卯正, 霍府別院,內侍攜太子朝服魚貫而入,東廚炊煙漸起。

文鶯朝慶言一揖, 回稟道:“殿下還未起身。”

慶言微微犯難,與身側的慶姜交換過眼神,決定先將眾人譴去偏房等候,他道:“殿下向來準時, 不必慌張, 但切記莫讓虞娘子瞧見你們。”

眾內侍低聲應“是”, 井然有序地退離。

屋內, 趙潯睜眼。

他本該於子時前回宮, 誰知虞茉夜裏變得分外纏人,雙臂緊緊箍著他的腰身, 一條腿屈起, 擠入他雙腿之間。

趙潯掙脫不得, 且見她奔波了一日, 又被自己不知疲倦地探索, 恬靜睡顏隱約浮現出倦色。心中不忍, 最終決意留宿。

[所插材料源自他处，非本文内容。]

Issue #3646, opened 2026-09-17
Windows: graphify update can hang in tempfile.mkstemp while saving manifest


Tycos:
## Summary

On Windows, `graphify update .` can stop after AST extraction and never return. A faulthandler dump shows that Graphify is blocked in `tempfile.mkstemp()` while saving `manifest.json`.

## Environment

- graphifyy 0.9.63
- Python 3.11.15, 64-bit
- Windows 11 Pro, version 10.0.26200, build 26200
- Target manifest path length: 55 characters (local project path redacted)

## Reproduction

1. Use a project with an existing `graphify-out/` directory and roughly 1,090 code files.
2. Run:

   `graphify update .`

3. The command reports progress through AST extraction, for example:

   `AST extraction: 1000/1088 uncached files (91%)`

4. It then remains active without printing a completion message or returning.

A 20-second faulthandler timeout captured this stack:

```text
File "...\Lib\tempfile.py", line 257 in _mkstemp_inner
File "...\Lib\tempfile.py", line 358 in mkstemp
File "...\graphify\paths.py", line 120 in _atomic_replace
File "...\graphify\paths.py", line 165 in write_json_atomic
File "...\graphify\detect.py", line 2418 in save_manifest
File "...\graphify\watch.py", line 1988 in _rebuild_code
```

## Expected behavior

`graphify update .` completes or fails with a visible error and an actionable target path.

## Actual behavior

The process blocks indefinitely in temporary-file creation. There is no final success or failure output.

## Additional observations

- The graph artifacts had already been written and the resulting graph was valid (11,158 nodes, 40,276 edges; no missing or dangling endpoints).
- The manifest target is deliberately short, so this does not appear to be the Windows path-length issue described in #3351.
- In the current code, `_atomic_replace()` calls `tempfile.mkstemp(dir=str(real.parent), prefix=".gfy-", suffix=".tmp")` directly. The existing fallback around the later `os.replace()` step cannot handle a block before that point.

A bounded retry/timeout around temporary-file creation, plus explicit diagnostic output naming the target file, would make this failure mode recoverable.

PR #3663, opened 2026-09-18
fix(paths): resolve Windows mkstemp concurrency deadlock (#3646)

nikhilsaxena04:
Hi! This PR fixes the infinite hang reported in #3646 where `graphify update` stalls indefinitely on Windows during manifest saves.

**The Fix:**
- Wrapped `tempfile.mkstemp` inside `_atomic_replace` in a bounded retry loop (5 attempts, 100ms backoff).
- This gracefully handles transient `PermissionError`s on Windows (e.g., when an antivirus scan briefly locks the directory) instead of triggering Python's infinite internal retry loop.
- Exhausting all 5 retries now explicitly raises a `RuntimeError` rather than silently hanging the CLI forever.
- Added regression tests in `test_paths.py` with mocked `PermissionError`s.

Tested locally and the full suite passes!


nikhilsaxena04:
@safishamsi  The latest push resolves the previous advisory finding about _id_prefixes (I added a regression test in tests/test_dedup.py that locks in the intended Unicode-preserving behavior).

The only remaining advisory finding flagged by the bot is the one noting that Persistent mkstemp PermissionError is remapped to RuntimeError. This is the exact, intended fix of this PR, gracefully handling the Windows locks rather than infinitely hanging.

The PR is green and ready for a final look whenever you have time!

PR #3670, opened 2026-09-19
fix(paths): refuse a read-only destination in the replace fallback

cwjechw98-lang:
## What

On Windows, `os_replace_with_fallback` defeats the read-only protection that `os.replace`
itself has just enforced — and leaks a backup file while doing it.

## Why it happens

1. `os.replace(tmp, dst)` raises `PermissionError` (WinError 5) because `dst` is read-only,
   so the protection works as intended.
2. The fallback takes over. Windows permits **renaming** a read-only file, so
   `os.rename(dst, backup)` moves the protected file aside without complaint.
3. `os.rename(tmp_copy, dst)` then succeeds — the read-only file has been replaced, silently.
4. That backup is the original read-only file, so `os.unlink(backup)` fails; the error is
   swallowed by a bare `except OSError: pass`, leaving a `.gfy-replace-bak-*.tmp` next to the
   output on every such write.

## The existing test already pins this

`tests/test_atomic_writes.py::test_write_text_atomic_refuses_a_readonly_destination_without_leaking_a_temp`
(Windows-only) fails on the current tree:

```
E  AssertionError: read-only file was clobbered
E  assert 'replaced' == 'original'
FAILED tests/test_atomic_writes.py::test_write_text_atomic_refuses_a_readonly_destination_without_leaking_a_temp
1 failed, 14 passed, 2 skipped in 1.16s
```

Worth flagging: that test's first assertion (`pytest.raises(PermissionError)`) passes today for
the wrong reason — the exception escapes from `os.unlink(src)` at the very end of the fallback,
after the destination has already been replaced. Only the other two assertions catch the bug.

## The change

- Refuse a read-only destination **before anything is created**, so "no temp left behind" holds
  by construction rather than by cleanup.
- The check lives inside the fallback, so POSIX behaviour is untouched: there `os.replace`
  succeeds and the check is never reached. That keeps the divergence the test docstring already
  documents ("Documented rather than 'fixed'") instead of changing it.
- The backup cleanup now clears the read-only bit and retries, mirroring the idiom this file
  already uses for the `.gfy-*.tmp` cleanup ~30 lines below.

## Verification

- Windows 11, Python 3.10.5, graphify 0.9.64.
- `pytest tests/test_atomic_writes.py -q` — before: `1 failed, 14 passed, 2 skipped`;
  after: `15 passed, 2 skipped`.
- `ruff check graphify/paths.py` — All checks passed. (`ruff format --check` already reports
  this file as unformatted on `v8`, before the change; that is untouched here.)
- Two consecutive `graphify extract` runs over a live corpus overwrite `graph.json` and leave
  no `.tmp` behind.
- The raw failure was reproduced first against an installed wheel: destination content became
  `'replaced'` with a leaked `.gfy-replace-bak-*.tmp` next to it.

Refs #3508 — same family of Windows replace quirks.


cwjechw98-lang:
Related in-flight work, for reviewers: #2410 also touches `graphify/paths.py`, but there is no
hunk overlap — it adds `clear_readonly` / `rmtree` helpers for *deleting* read-only trees, while
this PR only changes `os_replace_with_fallback`.

The two deliberately differ on read-only handling, so it is worth saying why. Clearing the bit is
right when the operation removes something the OS or a sync client marked read-only (OneDrive, as
#2410 documents). It is wrong when the destination is a file the user marked read-only: that
marking is the user's protection, and `os.replace` already refuses to touch it. This PR makes the
fallback respect that refusal instead of routing around it — which is also what
`tests/test_atomic_writes.py` already asserts, and what the test docstring already calls "the
defensible behaviour".

PR #3672, opened 2026-09-19
fix(go): extract method requirements declared in an interface body

rajatnagda45:
## Problem

The Go `interface_type` branch only handled two things: interface **embedding** (`type_elem`) and generic **type-set constraints** (`A | B`, `~T`). The method requirements that actually make up an interface's contract — `method_elem` nodes — were skipped entirely.

So an interface like:

```go
type Shape interface {
    Area() float64
    Perimeter() (float64, error)
}
```

became an **empty node**. `Area` and `Perimeter` never entered the graph, the interface looked like it had no surface area, and nothing could resolve against its method set. For a language where interfaces are the primary abstraction boundary, that quietly erases the most important part of the type.

## Fix

Walk the `method_elem` children of the interface body too, mirroring the existing receiver-method path: each requirement becomes a `.Method()` node hung off the interface via a `method` edge, id-scoped under the interface type node (so an interface `Area` and a struct `Area` stay distinct). Embedding and type-set constraints are untouched — they still flow through the `type_elem` branch as `embeds`/`references`, so a bare embedded interface never gets mistaken for a method.

## Test

New `tests/test_go_interface_methods.py` covers three things, all failing before the change and passing after:

- method requirements surface as method nodes under the interface;
- an embedded interface stays a heritage (`embeds`) edge and only the *directly declared* requirement is counted a method;
- an interface's `Area` and a concrete struct's `Area` remain two separate nodes.

The full Go / resolver / cross-language suite (927 tests) still passes.


rajatnagda45:
Ran into this while poking at a Go service's graph — the interface nodes came out completely empty because only embedding/type-set constraints were handled, not the method requirements. Kept the fix scoped and mirrored the receiver-method path. @safishamsi would appreciate a look when you have a minute.

safishamsi:

PR #3673, opened 2026-09-19
fix(swift): extract method requirements declared in a protocol body

rajatnagda45:
## Problem

tree-sitter-swift gives a protocol's body-less method requirement its **own** node type — `protocol_function_declaration` — rather than reusing the `function_declaration` used inside a class or struct. The Swift config's `function_types` only listed `function_declaration`, so those requirements were never recognised.

The result: a protocol like

```swift
protocol Drawable {
    func draw()
    func area() -> Double
}
```

became an **empty node**. The method contract — the whole point of a protocol, and the API surface every conforming type must implement — never entered the graph. Protocol-oriented Swift codebases lost their most important abstraction layer.

## Fix

Add `protocol_function_declaration` to both `function_types` and `function_boundary_types` in `_SWIFT_CONFIG`. The generic engine already knows how to turn a function node inside a class body into a `.method()` node hung off the owner and to walk its signature for type references; it just needed to be told this node type counts.

Now:
- requirements surface as `.method()` nodes under the protocol;
- their signature type references (return / parameter types) are captured;
- a protocol's `draw` and a conformer's `draw` stay **distinct** nodes, and the `implements` conformance edge is untouched.

Stored-property *requirements* are deliberately left alone — that matches how stored properties on a class are already handled (they emit a type reference, not a member node), so behaviour stays consistent across declaration kinds. This mirrors the sibling receiver-method / interface-member handling in the other extractors.

## Test

New `tests/test_swift_protocol_requirements.py` — three cases, all failing before and passing after:

- method requirements become `.method()` nodes under the protocol;
- a requirement's return type still produces a `references` edge;
- protocol requirement vs. conformer implementation stay two nodes, conformance edge intact.

All 67 Swift language tests pass.


rajatnagda45:
Same empty-node symptom I hit on the Go side (#3672), but for Swift protocols — turns out `protocol_function_declaration` just wasn't in the config's function types, so the whole contract vanished. Tested against the existing swift suite, all green.

safishamsi:

PR #3674, opened 2026-09-19
fix(java): attach enum body members to the enum, not the file

rajatnagda45:
## Problem

A Java enum wraps its fields, constructors and methods in an `enum_body_declarations` node, nested under `enum_body` *after* the constant list:

```
enum_declaration
└─ enum_body
   ├─ enum_constant  EARTH
   ├─ enum_constant  MARS
   └─ enum_body_declarations      ← the members live one level down
      ├─ field_declaration        mass
      ├─ constructor_declaration  Planet(...)
      └─ method_declaration       surfaceGravity()
```

The generic walker recurses into a class body keeping the enclosing type as the parent scope — but an unrecognised wrapper node resets that scope to `None`, because an unknown wrapper usually *is* a scope boundary. `enum_body_declarations` tripped exactly that reset, so for:

```java
public enum Planet {
    EARTH(5.976e+24), MARS(6.421e+23);

    private final double mass;
    Planet(double mass) { this.mass = mass; }

    public double surfaceGravity() { return 6.67300E-11 * mass; }
}
```

`Planet` became a bare list of constants, `surfaceGravity()` was emitted as a **file-level function**, and the constructor was **dropped entirely**. Enums that carry real behaviour (the classic Java enum-with-methods pattern) lost their whole implementation from the graph, and calls made inside those bodies were mis-attributed.

## Fix

`enum_body_declarations` is not a scope of its own — its members belong to the enum. Recurse through it transparently, preserving the enum as the parent scope. This mirrors the two transparent-wrapper cases already in the walker (`companion_object` for Kotlin, and `ERROR` parse-recovery nodes), which exist for the same reason.

Constructors and methods now hang off the enum via `method` edges, and their bodies are walked as call-graph scopes. The node name is Java-grammar-specific, so nothing else changes behaviour.

## Test

New `tests/test_java_enum_members.py`:

- enum method + constructor attach to the enum and don't leak onto the file (fails before the fix — the constructor was absent and the method was file-level);
- a call from one enum method to another is captured;
- the constant `case_of` edges are untouched.

The full test suite (5615 tests) passes.


rajatnagda45:
This one surprised me — enum methods and constructors were landing on the file node instead of the enum. It's the `enum_body_declarations` wrapper resetting the parent scope to None, same category as the companion_object/ERROR cases already handled in the walker. Ran the full suite, stays green.

safishamsi:

PR #3675, opened 2026-09-19
fix(verilog): link a module instantiation to the local definition, not a phantom

rajatnagda45:
## Problem

A Verilog/SystemVerilog module **instantiation** minted its target id with a bare, unscoped `_make_id(name)`, while a module **definition** uses `_make_id(stem, name)`. The two ids never matched, so instantiating a module defined in the same file:

```verilog
module counter(input clk, output reg [7:0] count);
  // ...
endmodule

module top;
  counter u1(.clk(clk), .count(c));
endmodule
```

split `counter` into **two nodes**:

- `t_counter` — the real definition (with a body, ports, everything), and
- `counter` — a bare-id phantom that carried the `instantiates` edge.

So `top`'s dependency on the module you actually defined pointed at an empty duplicate, and the real module looked like nothing ever instantiated it — exactly the wrong picture for a hardware design, where the module hierarchy *is* the architecture.

Worse, the phantom was **sourced** (it got this file's path + a line number), which bakes the file path into the id and blocks the corpus-level rewire that normally collapses cross-file reference stubs onto their real definitions — the same #1402 phantom-duplicate shape the other extractors deliberately avoid.

## Fix

- Pre-scan module names up front so a **same-file** instantiation resolves to the definition id (`_make_id(stem, name)`). Verilog allows instantiating a module declared later in the file / in any order across the compilation unit, so a forward scan is required rather than relying on declaration order.
- A module defined in **another file** now becomes a **SOURCELESS stub** (empty `source_file`/`source_location`), so the corpus-level rewire collapses it onto the real definition instead of leaving one duplicate per instantiating file. This mirrors the Go extractor's `ensure_named_node`.

## Test

Two new cases in `tests/test_languages.py`, both failing before and passing after:

- `test_systemverilog_instantiation_resolves_to_local_module` — `top`→`leaf` in `sample.sv` links to the single, sourced `leaf` definition, no duplicate;
- `test_systemverilog_cross_file_instantiation_is_sourceless_stub` — an instantiation of a module defined elsewhere emits a sourceless stub target.

All 407 language-extractor tests pass.


rajatnagda45:
Spotted a phantom-duplicate module node here: instantiations minted a bare-id target while definitions are stem-scoped, so a module got split into a real def + an empty instantiation target (and the sourced stub blocked the rewire, the #1402 shape). Handled it the way the Go extractor does cross-file stubs. @safishamsi curious whether the sourceless-stub approach is what you'd want for the cross-file case.

safishamsi:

但時辰不早了, 他握住虞茉抵在危險之處的膝頭,輕輕撥開。

無奈彼此如兩株交疊的藤蔓, 一旦有人抽離, 另一人勢必會被驚動。

虞茉便是這時悠悠轉醒。

她茫然睜眼,見院中燈籠俱被點亮,幽微燭火透過紗窗照進。

而掌心——

不, 準確來說,是每寸肌膚皆能感受到帶著熱意的堅硬軀體。

“我的寢衣呢?”

虞茉看向近在咫尺的少年胸膛, 肌理分明,膚色白皙如玉。咽了咽口水,又問,“你的寢衣呢?”

“……”

既已吵醒了她,趙潯輕拍橫在腰腹的小手,示意她松開,一面解釋,“昨夜你在浴房睡著了,我不知你的寢衣放在何處,是以並未換上。”

難怪她未著寸縷,甚至親密無間地攬著趙潯,肌膚貼著肌膚。

趙潯底下倒著了白綢中褲,上頭卻也是赤條條,她幾乎在瞬間憶起了緣由,面色倏然通紅。

見狀,他眼底漾開笑意,垂首在虞茉腮畔印了印:“你不必跟著起身,我今日若是得閑,來陪你用晚膳,若不得空,也會差人知會你一聲。”

“好……”

她拉高錦被,只露出一雙眼,光明正大地流連過少年精壯的軀體,看他虛披好外袍,為難地睇向滿地濕衣。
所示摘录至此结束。